We focused our attention on this issue over the past month. Our findings confirmed that the iPad is certainly a threat to be respected and monitored. Specifically, feedback from the parental community suggests that the iPad offers a form factor their children are already familiar and comfortable with. In addition, Apple's App Store offers a wide variety of applications from popular brands like Sesame Street and Yo Gabba Gabba. Finally, with new generations of the iPad in the marketplace, parents are inclined to "ruggedize" their old iPads with child-proof protective cases and pass the aging iPads down to their youngsters.
We love LF's new management team and the company's excellent communications with shareholders. However, we continue to classify LF as a "Wait Time" stock until we see signs that the LeapPad can overcome the aforementioned headwinds. In addition, we decreased our small position to free up capital for this month's purchases.
RAINMAKER SYSTEMS (RMKR) could prove to be the most explosive name in our portfolio. RMKR has combined deep domain expertise in telesales and combined it with powerful Cloud-based software which enables large companies to create instant revenue streams by targeting small- and mid-sized customers. Its growing customer list includes the likes of AT&T (T), Cisco (CSCO), Intel (INTC), Microsoft (MSFT), and SAP (SAP). RMKR also outmaneuvered Digital River (DRIV) to win a piece of the lucrative Symantec (SYMC) business. Thus, despite its size, the company has established an enterprise-grade pedigree.
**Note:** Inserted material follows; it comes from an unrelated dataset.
PR #1252, opened 2025-06-09
update Contributing to add some design guidelines

ahoy-jon:
Could be called "things I wish I would have known before contributing to `Kyo`".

Last quarter, the company guided to sequential revenue growth for Q3 and Q4. We'll see if the company delivers on its promise when it reports on Tuesday. We believe the result will be positive based on its recently announced contract signings, which represent close to $40 million in future revenue. This compares to June quarter revenue of $4.7 million.
Based on its momentum and management's target operating model guidance, we see net income hitting $2 million in 2013, growing to $6 million in 2014 and $10 million in 2015. That would represent 37 cents per share. That level of growth would more than justify a P/E of 20, which would make the stock a 7-bagger from current levels. In the meanwhile, shares of RMKR have pulled back with the market, providing an attractive entry point for investors.